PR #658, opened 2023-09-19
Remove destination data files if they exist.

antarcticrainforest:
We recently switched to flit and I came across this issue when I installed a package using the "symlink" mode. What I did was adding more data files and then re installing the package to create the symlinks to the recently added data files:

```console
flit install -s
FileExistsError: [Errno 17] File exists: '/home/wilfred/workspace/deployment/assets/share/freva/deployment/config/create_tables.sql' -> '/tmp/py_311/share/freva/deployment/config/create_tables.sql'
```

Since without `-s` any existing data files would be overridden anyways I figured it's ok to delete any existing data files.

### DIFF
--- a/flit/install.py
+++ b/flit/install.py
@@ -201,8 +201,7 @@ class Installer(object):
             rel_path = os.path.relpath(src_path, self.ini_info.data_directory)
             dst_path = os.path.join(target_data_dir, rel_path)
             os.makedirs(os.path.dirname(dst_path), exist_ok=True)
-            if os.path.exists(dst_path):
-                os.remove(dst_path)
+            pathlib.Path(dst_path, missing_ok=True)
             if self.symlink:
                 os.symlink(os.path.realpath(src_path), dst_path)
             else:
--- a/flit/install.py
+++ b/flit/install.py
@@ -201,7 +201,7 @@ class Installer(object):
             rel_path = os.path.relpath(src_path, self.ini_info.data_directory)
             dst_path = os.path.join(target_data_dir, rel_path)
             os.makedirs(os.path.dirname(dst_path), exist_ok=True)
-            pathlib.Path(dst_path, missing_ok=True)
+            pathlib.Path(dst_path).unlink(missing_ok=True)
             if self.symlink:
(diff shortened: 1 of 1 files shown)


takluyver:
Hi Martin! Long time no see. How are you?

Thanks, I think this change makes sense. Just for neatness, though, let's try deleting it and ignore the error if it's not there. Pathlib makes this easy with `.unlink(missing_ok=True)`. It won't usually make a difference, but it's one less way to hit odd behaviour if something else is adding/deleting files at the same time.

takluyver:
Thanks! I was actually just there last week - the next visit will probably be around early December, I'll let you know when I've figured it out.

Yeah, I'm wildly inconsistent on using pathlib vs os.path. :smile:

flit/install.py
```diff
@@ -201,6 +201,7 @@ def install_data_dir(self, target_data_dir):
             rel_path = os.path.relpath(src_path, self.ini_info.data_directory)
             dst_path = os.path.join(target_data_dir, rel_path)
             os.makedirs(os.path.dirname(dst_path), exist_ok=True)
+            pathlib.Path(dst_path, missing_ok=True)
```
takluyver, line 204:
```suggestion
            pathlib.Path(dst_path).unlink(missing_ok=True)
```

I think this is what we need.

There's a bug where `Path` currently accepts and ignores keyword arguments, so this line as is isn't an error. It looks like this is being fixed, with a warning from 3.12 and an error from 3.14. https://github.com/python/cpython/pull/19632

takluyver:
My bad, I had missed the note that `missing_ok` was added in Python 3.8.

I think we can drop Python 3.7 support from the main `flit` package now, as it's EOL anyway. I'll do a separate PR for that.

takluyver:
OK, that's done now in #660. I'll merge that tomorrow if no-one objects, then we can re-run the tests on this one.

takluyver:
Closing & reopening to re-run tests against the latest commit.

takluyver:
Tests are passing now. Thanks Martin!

§ Problem details: Transcribe every entry exactly as it reads.

§ Answer to this task:
PR #658, opened 2023-09-19
Remove destination data files if they exist.

antarcticrainforest:
We recently switched to flit and I came across this issue when I installed a package using the "symlink" mode. What I did was adding more data files and then re installing the package to create the symlinks to the recently added data files:

```console
flit install -s
FileExistsError: [Errno 17] File exists: '/home/wilfred/workspace/deployment/assets/share/freva/deployment/config/create_tables.sql' -> '/tmp/py_311/share/freva/deployment/config/create_tables.sql'
```

Since without `-s` any existing data files would be overridden anyways I figured it's ok to delete any existing data files.

### DIFF
--- a/flit/install.py
+++ b/flit/install.py
@@ -201,8 +201,7 @@ class Installer(object):
             rel_path = os.path.relpath(src_path, self.ini_info.data_directory)
             dst_path = os.path.join(target_data_dir, rel_path)
             os.makedirs(os.path.dirname(dst_path), exist_ok=True)
-            if os.path.exists(dst_path):
-                os.remove(dst_path)
+            pathlib.Path(dst_path, missing_ok=True)
             if self.symlink:
                 os.symlink(os.path.realpath(src_path), dst_path)
             else:
--- a/flit/install.py
+++ b/flit/install.py
@@ -201,7 +201,7 @@ class Installer(object):
             rel_path = os.path.relpath(src_path, self.ini_info.data_directory)
             dst_path = os.path.join(target_data_dir, rel_path)
             os.makedirs(os.path.dirname(dst_path), exist_ok=True)
-            pathlib.Path(dst_path, missing_ok=True)
+            pathlib.Path(dst_path).unlink(missing_ok=True)
             if self.symlink:
(diff shortened: 1 of 1 files shown)


takluyver:
Hi Martin! Long time no see. How are you?

Thanks, I think this change makes sense. Just for neatness, though, let's try deleting it and ignore the error if it's not there. Pathlib makes this easy with `.unlink(missing_ok=True)`. It won't usually make a difference, but it's one less way to hit odd behaviour if something else is adding/deleting files at the same time.

takluyver:
Thanks! I was actually just there last week - the next visit will probably be around early December, I'll let you know when I've figured it out.

Yeah, I'm wildly inconsistent on using pathlib vs os.path. :smile:

flit/install.py
```diff
@@ -201,6 +201,7 @@ def install_data_dir(self, target_data_dir):
             rel_path = os.path.relpath(src_path, self.ini_info.data_directory)
             dst_path = os.path.join(target_data_dir, rel_path)
             os.makedirs(os.path.dirname(dst_path), exist_ok=True)
+            pathlib.Path(dst_path, missing_ok=True)
```
takluyver, line 204:
```suggestion
            pathlib.Path(dst_path).unlink(missing_ok=True)
```

I think this is what we need.

There's a bug where `Path` currently accepts and ignores keyword arguments, so this line as is isn't an error. It looks like this is being fixed, with a warning from 3.12 and an error from 3.14. https://github.com/python/cpython/pull/19632

takluyver:
My bad, I had missed the note that `missing_ok` was added in Python 3.8.

I think we can drop Python 3.7 support from the main `flit` package now, as it's EOL anyway. I'll do a separate PR for that.

takluyver:
OK, that's done now in #660. I'll merge that tomorrow if no-one objects, then we can re-run the tests on this one.

takluyver:
Closing & reopening to re-run tests against the latest commit.

takluyver:
Tests are passing now. Thanks Martin!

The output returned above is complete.